Task data »
·····
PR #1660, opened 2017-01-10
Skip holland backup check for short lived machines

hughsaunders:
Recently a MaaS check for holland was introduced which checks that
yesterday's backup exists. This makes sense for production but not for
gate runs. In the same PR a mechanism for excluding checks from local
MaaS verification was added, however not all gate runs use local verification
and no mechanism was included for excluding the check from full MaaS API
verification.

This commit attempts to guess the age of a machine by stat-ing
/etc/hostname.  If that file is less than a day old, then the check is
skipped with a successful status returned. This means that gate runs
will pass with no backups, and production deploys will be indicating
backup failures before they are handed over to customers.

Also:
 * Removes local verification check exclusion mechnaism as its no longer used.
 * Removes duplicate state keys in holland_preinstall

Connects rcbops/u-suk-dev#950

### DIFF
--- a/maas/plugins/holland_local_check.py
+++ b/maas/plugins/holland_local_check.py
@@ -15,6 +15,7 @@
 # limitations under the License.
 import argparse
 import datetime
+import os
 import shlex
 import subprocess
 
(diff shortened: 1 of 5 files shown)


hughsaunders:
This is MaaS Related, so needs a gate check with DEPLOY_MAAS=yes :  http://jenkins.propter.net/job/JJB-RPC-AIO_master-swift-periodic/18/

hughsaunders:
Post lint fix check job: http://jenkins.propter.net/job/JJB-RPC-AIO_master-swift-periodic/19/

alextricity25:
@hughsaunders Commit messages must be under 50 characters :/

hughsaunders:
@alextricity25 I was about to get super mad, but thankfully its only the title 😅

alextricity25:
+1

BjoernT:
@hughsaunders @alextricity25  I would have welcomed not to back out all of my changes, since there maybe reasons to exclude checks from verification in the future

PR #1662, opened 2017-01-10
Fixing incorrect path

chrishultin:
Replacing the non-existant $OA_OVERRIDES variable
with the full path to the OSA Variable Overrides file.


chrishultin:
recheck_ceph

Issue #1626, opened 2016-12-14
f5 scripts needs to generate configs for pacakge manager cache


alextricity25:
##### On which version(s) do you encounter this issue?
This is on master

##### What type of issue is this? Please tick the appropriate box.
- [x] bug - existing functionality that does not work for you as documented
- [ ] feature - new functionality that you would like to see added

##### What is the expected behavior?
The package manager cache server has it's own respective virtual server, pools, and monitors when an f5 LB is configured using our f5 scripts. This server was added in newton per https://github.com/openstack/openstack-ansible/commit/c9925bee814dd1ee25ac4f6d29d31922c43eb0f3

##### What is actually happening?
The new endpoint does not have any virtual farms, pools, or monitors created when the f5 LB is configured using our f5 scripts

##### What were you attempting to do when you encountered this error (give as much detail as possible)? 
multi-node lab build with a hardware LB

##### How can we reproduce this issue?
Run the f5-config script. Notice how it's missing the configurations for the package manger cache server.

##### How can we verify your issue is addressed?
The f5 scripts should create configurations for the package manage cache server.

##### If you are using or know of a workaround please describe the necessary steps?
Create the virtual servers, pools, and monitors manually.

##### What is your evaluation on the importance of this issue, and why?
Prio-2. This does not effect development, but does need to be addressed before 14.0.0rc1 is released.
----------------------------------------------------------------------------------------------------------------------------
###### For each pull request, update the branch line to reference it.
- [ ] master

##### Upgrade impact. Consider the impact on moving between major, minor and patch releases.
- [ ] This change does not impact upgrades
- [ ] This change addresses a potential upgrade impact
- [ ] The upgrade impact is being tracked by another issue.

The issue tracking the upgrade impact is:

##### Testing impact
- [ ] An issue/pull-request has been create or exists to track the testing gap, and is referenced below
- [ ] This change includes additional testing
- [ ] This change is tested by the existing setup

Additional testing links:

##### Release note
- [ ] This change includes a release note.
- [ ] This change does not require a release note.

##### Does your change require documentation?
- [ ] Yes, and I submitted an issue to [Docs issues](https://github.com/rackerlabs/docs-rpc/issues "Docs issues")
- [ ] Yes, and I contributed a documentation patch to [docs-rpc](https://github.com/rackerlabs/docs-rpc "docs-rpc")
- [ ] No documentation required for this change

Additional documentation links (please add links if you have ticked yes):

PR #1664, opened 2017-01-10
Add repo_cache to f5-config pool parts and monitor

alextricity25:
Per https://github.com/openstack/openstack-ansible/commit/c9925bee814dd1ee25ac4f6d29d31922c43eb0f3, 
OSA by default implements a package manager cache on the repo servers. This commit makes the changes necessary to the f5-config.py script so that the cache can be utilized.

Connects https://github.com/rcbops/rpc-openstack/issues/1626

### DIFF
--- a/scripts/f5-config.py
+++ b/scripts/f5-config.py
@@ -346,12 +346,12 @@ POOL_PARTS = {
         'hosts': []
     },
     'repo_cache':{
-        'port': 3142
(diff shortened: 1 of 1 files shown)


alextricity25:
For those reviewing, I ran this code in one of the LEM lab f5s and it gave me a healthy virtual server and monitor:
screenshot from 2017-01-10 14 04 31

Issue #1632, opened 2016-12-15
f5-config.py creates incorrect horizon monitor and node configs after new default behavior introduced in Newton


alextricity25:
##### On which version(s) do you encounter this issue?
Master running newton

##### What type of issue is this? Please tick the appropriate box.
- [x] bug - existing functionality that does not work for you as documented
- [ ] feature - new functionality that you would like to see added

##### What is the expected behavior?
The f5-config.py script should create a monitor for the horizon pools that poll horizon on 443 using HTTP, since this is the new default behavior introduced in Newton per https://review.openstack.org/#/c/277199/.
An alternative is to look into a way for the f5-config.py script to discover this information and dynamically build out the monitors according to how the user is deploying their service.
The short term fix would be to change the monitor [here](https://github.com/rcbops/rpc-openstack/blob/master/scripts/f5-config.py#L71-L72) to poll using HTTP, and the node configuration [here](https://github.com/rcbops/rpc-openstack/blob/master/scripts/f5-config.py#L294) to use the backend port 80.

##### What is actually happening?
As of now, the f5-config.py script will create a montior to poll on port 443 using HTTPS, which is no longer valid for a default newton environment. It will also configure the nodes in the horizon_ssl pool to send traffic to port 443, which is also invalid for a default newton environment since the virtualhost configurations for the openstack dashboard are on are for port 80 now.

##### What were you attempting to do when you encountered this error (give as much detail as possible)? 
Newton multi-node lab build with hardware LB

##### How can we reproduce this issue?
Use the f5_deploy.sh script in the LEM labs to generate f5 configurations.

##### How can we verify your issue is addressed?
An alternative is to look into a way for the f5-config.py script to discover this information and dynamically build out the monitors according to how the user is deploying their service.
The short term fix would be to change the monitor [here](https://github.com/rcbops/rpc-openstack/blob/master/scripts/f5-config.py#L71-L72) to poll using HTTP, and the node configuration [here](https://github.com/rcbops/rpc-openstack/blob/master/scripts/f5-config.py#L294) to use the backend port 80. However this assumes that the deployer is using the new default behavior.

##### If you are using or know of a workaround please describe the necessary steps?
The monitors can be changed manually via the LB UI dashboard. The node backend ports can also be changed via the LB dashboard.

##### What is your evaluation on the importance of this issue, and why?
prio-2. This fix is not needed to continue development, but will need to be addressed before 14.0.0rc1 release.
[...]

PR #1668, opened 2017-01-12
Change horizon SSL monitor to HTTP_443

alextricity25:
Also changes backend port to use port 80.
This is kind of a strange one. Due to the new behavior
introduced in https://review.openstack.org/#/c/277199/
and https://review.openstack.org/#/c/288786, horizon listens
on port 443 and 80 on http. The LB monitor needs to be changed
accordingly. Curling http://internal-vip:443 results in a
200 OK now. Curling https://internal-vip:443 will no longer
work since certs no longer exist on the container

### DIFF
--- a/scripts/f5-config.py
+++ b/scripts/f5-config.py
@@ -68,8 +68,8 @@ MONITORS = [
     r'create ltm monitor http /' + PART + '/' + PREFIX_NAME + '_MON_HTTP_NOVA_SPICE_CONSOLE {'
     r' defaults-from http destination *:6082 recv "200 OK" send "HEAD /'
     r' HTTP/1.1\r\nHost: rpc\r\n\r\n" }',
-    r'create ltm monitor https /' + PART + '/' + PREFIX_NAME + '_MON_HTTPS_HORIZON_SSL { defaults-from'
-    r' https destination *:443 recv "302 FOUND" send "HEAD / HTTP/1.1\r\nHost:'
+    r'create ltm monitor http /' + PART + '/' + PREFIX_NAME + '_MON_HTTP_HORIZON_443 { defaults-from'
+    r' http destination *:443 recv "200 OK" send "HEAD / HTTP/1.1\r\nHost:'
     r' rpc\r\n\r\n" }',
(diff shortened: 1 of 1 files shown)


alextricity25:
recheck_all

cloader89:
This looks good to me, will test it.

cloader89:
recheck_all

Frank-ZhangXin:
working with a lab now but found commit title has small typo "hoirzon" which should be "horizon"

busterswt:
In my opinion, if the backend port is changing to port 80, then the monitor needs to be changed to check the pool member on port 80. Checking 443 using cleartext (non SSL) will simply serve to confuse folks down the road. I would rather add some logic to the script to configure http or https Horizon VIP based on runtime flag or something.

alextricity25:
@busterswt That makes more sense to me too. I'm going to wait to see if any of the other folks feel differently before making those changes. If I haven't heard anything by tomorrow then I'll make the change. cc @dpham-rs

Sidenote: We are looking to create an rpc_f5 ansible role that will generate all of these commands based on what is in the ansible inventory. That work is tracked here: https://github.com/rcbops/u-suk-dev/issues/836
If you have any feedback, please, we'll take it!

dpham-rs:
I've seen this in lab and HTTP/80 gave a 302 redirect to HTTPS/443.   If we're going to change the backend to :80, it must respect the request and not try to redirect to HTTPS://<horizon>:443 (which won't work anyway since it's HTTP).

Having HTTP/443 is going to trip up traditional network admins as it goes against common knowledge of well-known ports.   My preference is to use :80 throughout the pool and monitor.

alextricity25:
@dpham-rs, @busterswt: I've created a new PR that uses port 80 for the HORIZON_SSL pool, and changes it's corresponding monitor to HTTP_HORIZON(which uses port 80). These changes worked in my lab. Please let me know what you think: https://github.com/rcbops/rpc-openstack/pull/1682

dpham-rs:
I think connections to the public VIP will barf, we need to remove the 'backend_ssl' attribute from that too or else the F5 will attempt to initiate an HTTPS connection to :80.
·····
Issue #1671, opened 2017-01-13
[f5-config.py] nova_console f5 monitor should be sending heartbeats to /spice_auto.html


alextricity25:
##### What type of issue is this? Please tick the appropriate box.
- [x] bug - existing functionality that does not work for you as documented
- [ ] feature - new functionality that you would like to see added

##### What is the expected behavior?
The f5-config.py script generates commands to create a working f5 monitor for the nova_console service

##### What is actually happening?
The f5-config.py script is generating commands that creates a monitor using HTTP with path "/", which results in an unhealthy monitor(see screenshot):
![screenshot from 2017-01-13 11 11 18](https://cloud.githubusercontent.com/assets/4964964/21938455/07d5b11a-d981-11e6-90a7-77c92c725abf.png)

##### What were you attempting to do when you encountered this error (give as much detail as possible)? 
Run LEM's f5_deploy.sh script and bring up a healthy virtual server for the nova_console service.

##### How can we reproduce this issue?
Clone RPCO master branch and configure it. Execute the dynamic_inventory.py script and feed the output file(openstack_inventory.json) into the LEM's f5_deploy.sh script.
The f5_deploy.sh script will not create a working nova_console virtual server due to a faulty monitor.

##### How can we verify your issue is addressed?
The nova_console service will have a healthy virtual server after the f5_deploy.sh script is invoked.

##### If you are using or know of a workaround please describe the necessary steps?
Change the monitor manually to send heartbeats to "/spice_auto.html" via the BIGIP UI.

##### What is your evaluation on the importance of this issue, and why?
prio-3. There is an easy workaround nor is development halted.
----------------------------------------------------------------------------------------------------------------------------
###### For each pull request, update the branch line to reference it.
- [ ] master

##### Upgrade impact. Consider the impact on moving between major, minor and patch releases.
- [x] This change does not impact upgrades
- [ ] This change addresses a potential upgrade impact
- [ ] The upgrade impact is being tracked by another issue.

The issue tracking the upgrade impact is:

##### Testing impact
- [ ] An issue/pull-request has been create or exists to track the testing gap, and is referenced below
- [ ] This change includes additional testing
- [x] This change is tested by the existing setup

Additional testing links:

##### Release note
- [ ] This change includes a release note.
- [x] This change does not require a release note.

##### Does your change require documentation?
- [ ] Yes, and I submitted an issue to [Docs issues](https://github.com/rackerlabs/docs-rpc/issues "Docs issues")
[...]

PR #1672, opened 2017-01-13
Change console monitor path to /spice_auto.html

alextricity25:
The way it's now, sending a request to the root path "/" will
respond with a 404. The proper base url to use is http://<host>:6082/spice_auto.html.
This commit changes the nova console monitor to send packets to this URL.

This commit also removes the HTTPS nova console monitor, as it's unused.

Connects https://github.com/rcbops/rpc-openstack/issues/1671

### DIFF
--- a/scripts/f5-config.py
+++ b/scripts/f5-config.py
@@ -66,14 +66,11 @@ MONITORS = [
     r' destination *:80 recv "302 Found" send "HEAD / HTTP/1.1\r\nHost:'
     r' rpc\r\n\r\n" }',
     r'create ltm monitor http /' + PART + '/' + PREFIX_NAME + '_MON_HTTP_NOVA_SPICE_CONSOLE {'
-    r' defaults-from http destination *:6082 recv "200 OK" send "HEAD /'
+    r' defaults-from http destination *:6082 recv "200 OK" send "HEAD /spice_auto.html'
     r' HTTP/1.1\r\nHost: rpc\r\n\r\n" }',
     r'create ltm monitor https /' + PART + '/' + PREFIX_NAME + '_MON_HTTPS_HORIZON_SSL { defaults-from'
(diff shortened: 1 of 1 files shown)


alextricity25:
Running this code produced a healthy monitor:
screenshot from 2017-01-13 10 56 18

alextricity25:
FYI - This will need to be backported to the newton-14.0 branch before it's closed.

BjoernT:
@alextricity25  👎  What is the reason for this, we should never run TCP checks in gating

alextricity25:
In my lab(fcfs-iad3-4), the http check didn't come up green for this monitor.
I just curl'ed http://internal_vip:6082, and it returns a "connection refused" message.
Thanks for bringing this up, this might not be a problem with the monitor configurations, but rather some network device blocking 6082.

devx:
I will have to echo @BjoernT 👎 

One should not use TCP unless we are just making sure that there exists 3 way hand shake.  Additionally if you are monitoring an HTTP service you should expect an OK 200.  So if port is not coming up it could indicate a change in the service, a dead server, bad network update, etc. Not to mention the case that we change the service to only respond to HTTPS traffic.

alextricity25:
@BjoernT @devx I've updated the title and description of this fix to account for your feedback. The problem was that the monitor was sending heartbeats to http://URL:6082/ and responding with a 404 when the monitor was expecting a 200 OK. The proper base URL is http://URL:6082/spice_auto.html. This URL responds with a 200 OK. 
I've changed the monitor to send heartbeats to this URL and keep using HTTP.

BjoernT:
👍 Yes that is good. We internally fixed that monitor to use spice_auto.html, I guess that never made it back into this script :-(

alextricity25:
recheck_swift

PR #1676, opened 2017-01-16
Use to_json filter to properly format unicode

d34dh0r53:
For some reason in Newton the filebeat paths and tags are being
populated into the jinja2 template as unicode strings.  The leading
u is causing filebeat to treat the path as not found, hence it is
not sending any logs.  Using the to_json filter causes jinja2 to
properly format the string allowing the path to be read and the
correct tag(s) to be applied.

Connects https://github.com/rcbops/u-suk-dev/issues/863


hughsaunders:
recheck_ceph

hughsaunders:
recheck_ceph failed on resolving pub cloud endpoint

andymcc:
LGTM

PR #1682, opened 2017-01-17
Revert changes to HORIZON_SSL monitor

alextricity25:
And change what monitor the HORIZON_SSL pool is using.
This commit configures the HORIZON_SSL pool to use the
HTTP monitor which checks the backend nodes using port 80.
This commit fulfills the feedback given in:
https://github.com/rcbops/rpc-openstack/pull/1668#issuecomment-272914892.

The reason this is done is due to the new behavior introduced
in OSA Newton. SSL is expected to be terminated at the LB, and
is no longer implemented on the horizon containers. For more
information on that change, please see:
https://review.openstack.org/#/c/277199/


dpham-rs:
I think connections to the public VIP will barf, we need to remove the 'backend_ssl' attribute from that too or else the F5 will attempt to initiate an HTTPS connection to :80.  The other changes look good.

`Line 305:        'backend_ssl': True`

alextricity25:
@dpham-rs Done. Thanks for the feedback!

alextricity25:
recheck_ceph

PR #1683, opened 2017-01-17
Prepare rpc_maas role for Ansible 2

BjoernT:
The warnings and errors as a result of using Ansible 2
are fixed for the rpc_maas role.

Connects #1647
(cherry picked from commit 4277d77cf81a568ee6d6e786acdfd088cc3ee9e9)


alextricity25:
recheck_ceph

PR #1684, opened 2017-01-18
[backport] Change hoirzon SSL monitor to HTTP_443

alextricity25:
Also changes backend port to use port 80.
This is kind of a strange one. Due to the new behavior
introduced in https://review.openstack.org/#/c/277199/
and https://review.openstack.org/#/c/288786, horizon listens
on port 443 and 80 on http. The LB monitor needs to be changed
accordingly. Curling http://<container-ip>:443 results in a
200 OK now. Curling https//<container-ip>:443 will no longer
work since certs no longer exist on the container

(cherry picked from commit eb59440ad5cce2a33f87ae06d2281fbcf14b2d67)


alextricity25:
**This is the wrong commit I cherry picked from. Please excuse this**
·····
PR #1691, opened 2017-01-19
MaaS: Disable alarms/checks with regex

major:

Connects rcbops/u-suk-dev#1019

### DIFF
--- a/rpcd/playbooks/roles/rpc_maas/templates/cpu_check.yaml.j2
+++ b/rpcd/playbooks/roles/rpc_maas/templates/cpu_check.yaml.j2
·····
Of the lines above, retype only those from the line containing "- [ ] Yes, and I contributed" through the line containing "OSA by default", including both, exactly.

- [ ] Yes, and I contributed a documentation patch to [docs-rpc](https://github.com/rackerlabs/docs-rpc "docs-rpc")
- [ ] No documentation required for this change

Additional documentation links (please add links if you have ticked yes):

PR #1664, opened 2017-01-10
Add repo_cache to f5-config pool parts and monitor

alextricity25:
Per https://github.com/openstack/openstack-ansible/commit/c9925bee814dd1ee25ac4f6d29d31922c43eb0f3, 
OSA by default implements a package manager cache on the repo servers. This commit makes the changes necessary to the f5-config.py script so that the cache can be utilized.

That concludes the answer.